結局心臓のドキドキが治まらないまま、二人でたこ焼き屋さんを後にした。
お互い口数が少なくて、でも嫌な沈黙じゃなくて。
先輩は行きと同じようにあたしを自転車のうしろに乗っけてくれた。

「ねぇ、梨沙子」
「・・・はい」
「もうちょっと一緒にいよっかぁ」


辿りついたのは公園。
先輩と何度も来たことがある場所。
さっきのたこ焼き屋の賑やかさはもちろんなく、静寂に包まれている。

「ベンチいこ」
「はい」

街灯ひとつと、星の光ぐらいしかあたしたちを照らすものはないけれど、先輩が一緒だから怖くはなかった。
むしろ二人だけの世界みたいで心地よい。
なのに、怖いという理由をつけて手を繋いでもらうあたしは相当卑怯な奴だ。
192.名無し募集中。。。:2010/06/20(日) 20:36:48.03 0

先輩と並んでベンチに座った
だけどあたしは何を話していいかわからなくてずっと下を向いていて
こそっと隣を盗み見ると先輩はボーっと空を見上げていた

「明日も晴れそうだなぁー・・・」
「え?」
「星、超いっぱい出てる」
そう言った先輩の横顔がすごく優しくてあたしはつい見惚れてしまう

「もっと頑張らなきゃな、バスケ」
「・・・はい」
「もうすぐ大きな大会始まるし・・・クリスマスまで全力疾走だなぁー」

クリスマス・・・
去年まではちっとも興味がなかった
だけど・・・今年は・・・こうやって先輩と一緒にいられたらって思ってるだなんて
194.名無し募集中。。。:2010/06/20(日) 21:22:54.59 0

「でも、明日の休みぐらいは自主練しないでしっかり休んでくださいね?」
「はーい。・・・あっ。明日さぁ」

どっか遊び行かない?うちら休みの日に遊んだことないじゃん―――

そう言おうとしたけど、なんでだろう無性に緊張して言えなかった。
よく分かんないけどさっきからうちおかしいんだ。
胸の部分が切ないような、痛いような。とにかく変。

「明日・・・なんですか?」
「え?あーいや何でもない」

いいや。後で誘えたら誘おう。
てかなんでうちこんな緊張してるんだ?梨沙子なのに・・・
196.名無し募集中。。。
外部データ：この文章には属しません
PR #1248, opened 2016-09-15
resize accordion correctly when sessions are added and selected

### LINKED ISSUE #1247: Accordion not resizing correctly after loading sessions
Sometimes when a number of sessions are selected the available space isn't computed correctly, causing an exception, and UI corruption results.

brentpicasso:
Resolves #1247

### DIFF
--- a/autosportlabs/racecapture/views/analysis/analysisview.py
+++ b/autosportlabs/racecapture/views/analysis/analysisview.py
@@ -251,7 +251,6 @@ class AnalysisView(Screen):
 
     def on_add_session(self, instance, session):
         Logger.info("AnalysisView: on_add_session: {}".format(session))
-        self._datastore.refresh_session_data()
         self.check_load_suggested_lap(session.session_id)
         self.ids.sessions_view.append_session(session)
         self.check_load_suggested_lap(session.session_id)
--- a/autosportlabs/racecapture/views/analysis/analysisview.py
+++ b/autosportlabs/racecapture/views/analysis/analysisview.py
@@ -251,6 +251,7 @@ class AnalysisView(Screen):
 
     def on_add_session(self, instance, session):
         Logger.info("AnalysisView: on_add_session: {}".format(session))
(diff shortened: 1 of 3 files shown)


autosportlabs/racecapture/views/analysis/analysisview.py
```diff
@@ -251,6 +251,7 @@ def close_popup(self, *args):
 
     def on_add_session(self, instance, session):
         Logger.info("AnalysisView: on_add_session: {}".format(session))
+        self._datastore.refresh_session_data()
```
ryandoherty: Why does the analysis view have to tell the datastore to refresh its session data?

brentpicasso: it's really the CachingAnalysisDatastore it's talking to.

ryandoherty: Either way, why does it tell it to refresh?

brentpicasso: Ah. so - because we've just imported a new session (on_add_session) and we need to purge the cache.

ryandoherty: Ok. It doesn't seem quite right to me for the analysis view to manage the state of the caching datastore's cache. I'm wondering if the caching datastore should update its internal cache when things request sessions or laps?

brentpicasso: Maybe it could invalidate it automatically when a session is imported or deleted?

ryandoherty: That sounds like a nice way to do it 👍

brentpicasso: Ok, updated to have CachingDatastore handle it internally / automatically.

ryandoherty:
:shipit:

PR #1249, opened 2016-09-16
ensure lap ids are represented by key vs ordinal. 

brentpicasso:
Problem was exposed when importing a dataset that had lap IDs that didn't start at 0. 

has code that depends on #1248, so please review after that one is complete and merged into this branch.


ryandoherty:
:shipit:

Issue #1250, opened 2016-09-16
session recorder perferences regression - stuck in low telemetry rate in dash mode


brentpicasso:
Found that when session recording is disabled, telemetry rate is stuck at 1Hz, even if you enable dashboard mode.  

Need to set telemetry rate if we're recording or if we're in dashboard mode.

PR #1251, opened 2016-09-16
enable active telemetry mode if we're in dashboard mode 

brentpicasso:
resolves regression identified in #1250


ryandoherty:
:shipit:

Issue #1257, opened 2016-09-19
Have exit app button in left popout menu (for desktop only)


brentpicasso:
Include an exit menu option for the left menu options drawer, available on desktop only. 

Suggested fontawesome icon: fa-eject [&#xf052;]

Not a lot of good matches for icons, open to suggestions

ddimensia:
I was thinking of using the fa power-off icon but eject would work also.

Is there a reason not to allow it show it on mobile?  The obvious concern I would have is that it could be accidentally hit via a touch screen.  My plan was to place it at the bottom of the main menu so there was space between it and the System Status item. 

Example:
<img width="1027" alt="screen shot 2016-09-20 at 11 11 00 pm" src="https://cloud.githubusercontent.com/assets/1389554/18700153/8e605e0c-7f8a-11e6-81e2-7a0053ffe153.png">

ddimensia:
I have the changes made up against the 1.7.5 branch.  There's no 1.7.6 branch created yet so I can't send up a PR.  Currently, I have it written so that it removes the 'Exit' menu item if the platform is IOS or Android.  That bit of code could easily be removed if it was determined to be acceptable on any platform.

brentpicasso:
r/1.7.6 branch is up now.  I missed seeing the power button; I like it. 

No reason to not show it on all platforms, actually!

ddimensia:
Still don't see a r/1.7.6 branch, did you push to origin/github?

brentpicasso:
Ok, just pushed!

brentpicasso:
Thanks @ddimensia  for the nice enhancement!

PR #1260, opened 2016-09-21
Resolves autosportlabs/RaceCapture_App#1257, Adds 'Exit' item to left menu.

ddimensia:
This adds an 'Exit' menu item to the bottom of the left hand menu for all platforms.  Currently it uses app.stop() to close the application.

:2010/06/20(日) 21:24:20.42 0

話を逸らすために、たこ焼き屋にいた時から気になっていたことを蒸し返した。

「・・・ねぇさっきの、番号書かれた紙のことだけど」
「えっ」
「うちがどうこう言う筋合いないけどさ・・・変な奴には気をつけなきゃダメだよ?」

どこのどいつか知らないけど・・・いきなり番号渡すとか軽いに決まってるし。
そうゆう奴に限って梨沙子のことちゃんと分かってなかったりするじゃん。
顔だけで近付いたとしたらマジ最低だし。
そんな奴に梨沙子を・・・・


・・・・・・。


・・・梨沙子を、なんなんだろう?

うち、今何を考えた?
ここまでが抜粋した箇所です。